• _INFORMATION SHOWN_:

PR #675, opened 2026-09-04
fix(migrate): gate the JSONL guard on content, not just the filename

### LINKED ISSUE #672: soup migrate rejects a valid YAML config named *.jsonl: the guard branches on the filename only, and _looks_like_jsonl() has no caller
`soup migrate` rejects any file named `*.jsonl`, including a perfectly valid YAML config, because the JSONL guard branches on the filename alone. The content sniff that was written to gate it, `_looks_like_jsonl()`, has one definition and zero call sites in `src/`.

• _YOUR TASK_:
Reproduce the data exactly, omitting nothing.

• _RESPONSE TO THIS TASK_:
PR #675, opened 2026-09-04
fix(migrate): gate the JSONL guard on content, not just the filename

### LINKED ISSUE #672: soup migrate rejects a valid YAML config named *.jsonl: the guard branches on the filename only, and _looks_like_jsonl() has no caller
`soup migrate` rejects any file named `*.jsonl`, including a perfectly valid YAML config, because the JSONL guard branches on the filename alone. The content sniff that was written to gate it, `_looks_like_jsonl()`, has one definition and zero call sites in `src/`.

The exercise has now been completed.